Tuesday, March 15, 2011

performance

I am currently toying with some ideas for a project in my Russian Realism class.
Count Leo Tolstoy was very interested in the way we fit into social roles and what happens when we attempt to transcend our given roles, or perform in a role that isn't ours.
I think that this is question of how to be genuine is relevant; that it doesn't belong only in a 20th century realist setting.
In War and Peace, there is a famous critique of the theater through the eyes of his character Natasha. She seems to be the most candid of characters; always instinctual and unassuming. She doesn't shy away from her Russian countryside background as shown in the scene where she is dancing an old peasant dance barefoot with her rugged uncle. She seems to be the most "real."
In this scene at the theater in the city she is dressed to the nines, complete with a heavy silk gown. But Natasha, "[a]fter the country...found all this [performance] wild and astonishing" (561). Natasha is sitting with the best of society up in the balcony, being shown off to all prospective suitors, and is not quite understanding the play. She sees through the falseness of theater, noticing the "painted cardboard," and the "man with tight silk breeches on his fat legs" (560-1). Natasha recognizes the falsity of this representation on the stage of "real" life even feeling "embarrassed for the performers" (561). As she watches, though, she suddenly becomes enamored and imagines herself up on stage...changing her view of theater and ultimately changing herself.
If you pan away from this immediate scene, Natasha herself is acting in a role that is not hers. She has been falsely dolled-up in order to fit in with the other women of society. It is only here in Moscow, at the theater where Natasha is attempting to perform in a role expected of her by society, where she becomes apocryphal, false. Not to mention that the next scenes involving the foppish Anatole is the start of her demise within contemporary Russian society.This scene could represent a warning against performing or faking a self by showing an unblemished character becoming tainted because of her attempt to be something she is not.

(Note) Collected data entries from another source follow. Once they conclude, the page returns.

PR #169, opened 2025-12-29
feat(tick): implement display extension for `SystemTime`

martintmk:
I found multiple cases when the consumer wants to display `SystemTime` but currently there is no way to do it easily. One can construct `Iso8601` from SystemTime manually that implements the `Display` but it's too verbose. 

This PR adds an `display` extension to simplify the scenario. To fulfill the format requirements we do not fail of `SystemTime` is out of range, but rather display values saturated at boundaries `-009999-01-02T01:59:59Z` and `9999-12-30T22:00:00.999999999Z`.

This is because we are limited by the jiff MIN/MAX values.

Before:

```rust
    println!("Current time: {}", Iso8601::try_from(clock.system_time()).unwrap_or(Iso8601::MAX));
```

After:
```rust
    println!("Current time: {}", clock.system_time().display_iso_8601());
```

### DIFF
--- a/.github/workflows/main.yml
+++ b/.github/workflows/main.yml
@@ -25,7 +25,7 @@ jobs:
         uses: ./.github/actions/setup
         with:
           enable-sccache: true
-          rust-toolchain: RUST_MSRV
+          rust-toolchain: RUST_MSRV, RUST_NIGHTLY
           cargo-tools: CARGO_NEXTEST_VERSION, CARGO_HACK_VERSION
 
       # execute
@@ -37,8 +37,8 @@ jobs:
       - name: Docs
         if: success() || failure()
         env:
-          RUSTDOCFLAGS: "-D warnings"
-        run: cargo doc --verbose --workspace --all-features
+          RUSTDOCFLAGS: "--cfg docsrs -D warnings"
+        run: cargo +${{ env.RUST_NIGHTLY }} doc --no-deps --verbose --workspace --all-features
       - name: Doc Tests
         if: success() || failure()
         run: cargo test --doc --verbose --workspace --all-features
@@ -70,9 +70,6 @@ jobs:
       - name: Cargo.toml Format
         if: success() || failure()
         run: cargo sort --check --grouped --workspace
-      - name: Docs
-        if: success() || failure()
-        run: cargo doc --no-deps --workspace --all-features
       - name: Readmes
         if: success() || failure()
         run: cargo workspaces exec --ignore-private cargo doc2readme --check --lib --template ../README.j2
--- a/crates/bytesbuf/src/lib.rs
+++ b/crates/bytesbuf/src/lib.rs
@@ -2,7 +2,7 @@
 // Licensed under the MIT License.
 
 #![cfg_attr(coverage_nightly, feature(coverage_attribute))]
-#![cfg_attr(docsrs, feature(doc_auto_cfg))]
+#![cfg_attr(docsrs, feature(doc_cfg))]
 
 //! Types for creating and manipulating byte sequences.
 //!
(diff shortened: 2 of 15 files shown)


crates/tick/src/fmt/mod.rs
```diff
@@ -15,6 +15,12 @@
 //! - [`UnixSeconds`]: Parsing and formatting of system time that is represented as the number of whole seconds since Unix epoch.
 //!   For example, `0` represents `Thu, 1 Jan 1970 00:00:00 -0000`.
 //!
+//! # Extension Traits
+//!
+//! - [`SystemTimeExt`]: Extension trait for [`SystemTime`][`std::time::SystemTime`] that provides convenient
```
geeknoid: Shouldn't we generalize this a bit? That is, instead of .display() maybe it should be display_as_8601 and then we can have similar methods for all the formats?

sandersaares:
> One can construct Iso8601 from SystemTime manually that implements the Display but it's too verbose.

Can you bring an example of the too-verbose alternative?

crates/tick/src/fmt/mod.rs
martintmk: True, I renamed this to `display_iso_8601`

crates/tick/src/future_ext.rs
```diff
@@ -6,7 +6,7 @@ use std::time::Duration;
 use super::{Clock, Delay, Timeout};
 
 /// Extensions for the [`Future`] trait.
-pub trait FutureExt: Future {
+pub trait FutureExt: Future + sealed::Sealed {
```
sandersaares: I do not understand how this is meant to work. Sealing a type means "only we can make implementations of this type", yet this appears to be an extension trait, which presumably means it is meant to extend any `Future`, including futures made by our customer code?

What am I missing here and what is the purpose of this "sealing"?

crates/tick/src/fmt/mod.rs
```diff
@@ -53,6 +66,9 @@ pub use iso_8601::Iso8601;
 pub use rfc_2822::Rfc2822;
 pub use unix_seconds::UnixSeconds;
 
+// Re-export SystemTimeExt from parent module
```
sandersaares: What is the purpose of this? It is not obvious to me why we do this.

[In other words: the comment on this line should be about "why" not about "what"; this is very `int i = 5; // Define integer i` style comment]

sgalkin (approved):

crates/tick/src/system_time_ext.rs
```diff
@@ -0,0 +1,89 @@
...
+#[cfg(any(feature = "fmt", test))]
+fn to_timestamp(system_time: SystemTime) -> jiff::Timestamp {
+    match jiff::Timestamp::try_from(system_time) {
+        Ok(timestamp) => timestamp,
+        Err(_) => to_timestamp_fallback(system_time),
+    }
+}
+
+#[cfg(any(feature = "fmt", test))]
+fn to_timestamp_fallback(system_time: SystemTime) -> jiff::Timestamp {
```
sandersaares: This could use a definition of what "fallback" means. What do we fall back "from" and "to"? What might be the situations where we might want to "fall back"?

sandersaares (changes requested):

crates/tick/src/future_ext.rs
martintmk: true, looking at this, the sealed pattern does not make sense here because we are restricting the trait to futures anyway.

crates/tick/src/system_time_ext.rs
martintmk: renamed to `to_timestamp_min_max`, this is for cases where system time cannot be converted to `Timestamp` and in that case we just display the outside jiff-supported ranges.

crates/tick/src/fmt/mod.rs
martintmk: useless comment indeed, dropped

sandersaares (approved):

This idea of performance reminds me of Judith Butler's discussion of gender and sexuality being a performance (if you haven't read her work, do so. "Imitation and Gender Insubordination"). I wonder if I can somehow tie Tolstoy's critique of false representation in literature to Butler's modern ideas of gender and sexuality.

I also think about this in everything I do (and there's no wonder Tolstoy was a neurotic wreck at times); if its real, if I am only "performing, " if I am being genuine.
Anywhy (made that up, but I think its better than 'anywho, ' who came up with that?), since this has become my digital diary, which the world can see, those are my Tuesday rain thoughts.